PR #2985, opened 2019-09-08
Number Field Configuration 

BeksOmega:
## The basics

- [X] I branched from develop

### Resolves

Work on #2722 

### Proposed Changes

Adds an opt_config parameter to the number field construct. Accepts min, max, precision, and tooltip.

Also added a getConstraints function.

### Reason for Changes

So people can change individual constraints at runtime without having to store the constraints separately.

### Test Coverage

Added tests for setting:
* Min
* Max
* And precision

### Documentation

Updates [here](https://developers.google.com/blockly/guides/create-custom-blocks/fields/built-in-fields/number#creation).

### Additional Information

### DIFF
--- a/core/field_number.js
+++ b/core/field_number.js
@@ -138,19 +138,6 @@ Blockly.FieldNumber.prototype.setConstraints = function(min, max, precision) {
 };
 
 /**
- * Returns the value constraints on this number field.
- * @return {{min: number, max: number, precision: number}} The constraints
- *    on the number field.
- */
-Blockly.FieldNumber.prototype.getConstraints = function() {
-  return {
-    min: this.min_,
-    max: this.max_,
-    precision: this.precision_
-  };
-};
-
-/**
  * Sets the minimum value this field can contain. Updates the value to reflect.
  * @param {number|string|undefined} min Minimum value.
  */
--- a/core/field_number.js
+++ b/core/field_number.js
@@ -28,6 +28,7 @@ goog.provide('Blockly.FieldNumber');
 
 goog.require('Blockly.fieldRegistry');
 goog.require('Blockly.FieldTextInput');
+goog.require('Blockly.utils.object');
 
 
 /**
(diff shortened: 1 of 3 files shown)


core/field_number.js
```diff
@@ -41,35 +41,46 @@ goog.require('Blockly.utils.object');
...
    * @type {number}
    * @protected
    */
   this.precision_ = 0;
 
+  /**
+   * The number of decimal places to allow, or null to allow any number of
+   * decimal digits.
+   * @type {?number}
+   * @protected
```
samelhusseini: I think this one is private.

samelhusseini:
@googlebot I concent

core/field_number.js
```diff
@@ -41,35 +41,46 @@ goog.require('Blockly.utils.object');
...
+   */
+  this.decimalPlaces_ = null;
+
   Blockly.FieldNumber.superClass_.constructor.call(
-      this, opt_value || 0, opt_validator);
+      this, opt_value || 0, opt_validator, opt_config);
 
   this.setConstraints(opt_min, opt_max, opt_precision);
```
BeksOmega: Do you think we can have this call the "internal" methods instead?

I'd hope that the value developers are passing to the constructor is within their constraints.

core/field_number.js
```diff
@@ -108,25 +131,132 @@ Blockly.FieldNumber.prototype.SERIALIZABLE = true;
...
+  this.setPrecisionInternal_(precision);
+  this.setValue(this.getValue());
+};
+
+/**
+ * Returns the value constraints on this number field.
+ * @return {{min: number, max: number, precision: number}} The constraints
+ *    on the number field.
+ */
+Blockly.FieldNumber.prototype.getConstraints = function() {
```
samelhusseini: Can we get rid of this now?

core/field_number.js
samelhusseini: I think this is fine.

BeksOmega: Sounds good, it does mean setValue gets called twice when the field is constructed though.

○ ○ ○ ○ ○

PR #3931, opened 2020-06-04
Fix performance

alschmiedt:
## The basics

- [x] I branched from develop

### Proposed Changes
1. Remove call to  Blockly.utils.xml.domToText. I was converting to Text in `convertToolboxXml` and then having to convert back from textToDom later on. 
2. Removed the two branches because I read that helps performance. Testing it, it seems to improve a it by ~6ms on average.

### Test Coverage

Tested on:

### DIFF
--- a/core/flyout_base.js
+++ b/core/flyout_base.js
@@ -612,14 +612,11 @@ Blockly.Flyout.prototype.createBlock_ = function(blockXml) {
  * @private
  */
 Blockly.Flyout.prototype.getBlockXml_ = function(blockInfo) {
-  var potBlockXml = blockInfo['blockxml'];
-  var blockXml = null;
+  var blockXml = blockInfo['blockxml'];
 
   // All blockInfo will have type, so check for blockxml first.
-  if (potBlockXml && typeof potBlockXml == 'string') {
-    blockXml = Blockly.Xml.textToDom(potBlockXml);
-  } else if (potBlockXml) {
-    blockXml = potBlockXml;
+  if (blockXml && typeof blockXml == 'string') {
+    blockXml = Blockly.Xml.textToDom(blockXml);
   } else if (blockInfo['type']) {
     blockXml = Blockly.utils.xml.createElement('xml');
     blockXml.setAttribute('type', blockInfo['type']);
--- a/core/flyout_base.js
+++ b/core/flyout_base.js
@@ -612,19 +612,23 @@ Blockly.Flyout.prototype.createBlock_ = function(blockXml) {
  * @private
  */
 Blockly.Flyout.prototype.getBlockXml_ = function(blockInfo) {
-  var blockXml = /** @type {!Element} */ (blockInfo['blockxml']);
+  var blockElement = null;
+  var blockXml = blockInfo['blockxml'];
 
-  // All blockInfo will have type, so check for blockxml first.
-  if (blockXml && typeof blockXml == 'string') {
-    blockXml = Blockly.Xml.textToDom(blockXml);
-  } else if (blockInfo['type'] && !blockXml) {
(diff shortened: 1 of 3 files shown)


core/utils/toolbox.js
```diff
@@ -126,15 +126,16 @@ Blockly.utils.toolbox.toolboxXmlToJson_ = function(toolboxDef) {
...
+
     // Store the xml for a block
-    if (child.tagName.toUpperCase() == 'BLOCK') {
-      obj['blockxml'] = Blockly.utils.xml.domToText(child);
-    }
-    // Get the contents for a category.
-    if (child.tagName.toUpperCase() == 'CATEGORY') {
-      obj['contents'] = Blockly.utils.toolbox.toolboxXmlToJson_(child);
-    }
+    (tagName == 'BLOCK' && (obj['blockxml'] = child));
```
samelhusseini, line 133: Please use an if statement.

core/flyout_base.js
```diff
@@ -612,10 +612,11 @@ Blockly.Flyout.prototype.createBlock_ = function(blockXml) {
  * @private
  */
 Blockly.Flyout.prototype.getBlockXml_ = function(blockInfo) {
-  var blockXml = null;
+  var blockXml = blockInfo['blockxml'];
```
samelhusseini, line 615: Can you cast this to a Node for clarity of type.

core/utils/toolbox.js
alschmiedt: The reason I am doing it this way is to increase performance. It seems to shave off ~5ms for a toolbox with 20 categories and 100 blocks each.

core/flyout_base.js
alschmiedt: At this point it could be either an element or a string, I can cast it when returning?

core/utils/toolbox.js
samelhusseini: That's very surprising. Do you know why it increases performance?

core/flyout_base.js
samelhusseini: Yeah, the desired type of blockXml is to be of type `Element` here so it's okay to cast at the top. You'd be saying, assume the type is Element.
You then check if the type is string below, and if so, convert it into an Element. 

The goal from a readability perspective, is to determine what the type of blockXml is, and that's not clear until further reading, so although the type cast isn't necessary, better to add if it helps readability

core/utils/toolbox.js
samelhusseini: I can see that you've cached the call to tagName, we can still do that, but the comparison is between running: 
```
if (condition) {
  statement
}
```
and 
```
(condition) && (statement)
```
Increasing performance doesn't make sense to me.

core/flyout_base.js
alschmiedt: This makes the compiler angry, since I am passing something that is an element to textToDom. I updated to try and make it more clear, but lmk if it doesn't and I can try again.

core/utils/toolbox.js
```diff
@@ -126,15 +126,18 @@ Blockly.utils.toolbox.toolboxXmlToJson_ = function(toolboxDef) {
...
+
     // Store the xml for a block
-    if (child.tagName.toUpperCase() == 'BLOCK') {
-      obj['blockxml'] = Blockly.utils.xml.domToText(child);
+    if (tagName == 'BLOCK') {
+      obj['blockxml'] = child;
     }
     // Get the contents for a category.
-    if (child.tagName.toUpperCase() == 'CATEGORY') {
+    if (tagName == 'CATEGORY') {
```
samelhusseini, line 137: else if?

○ ○ ○ ○ ○

Reply with nothing but the number of lines in the listing that include "tagName".

WORKED SOLUTION:
8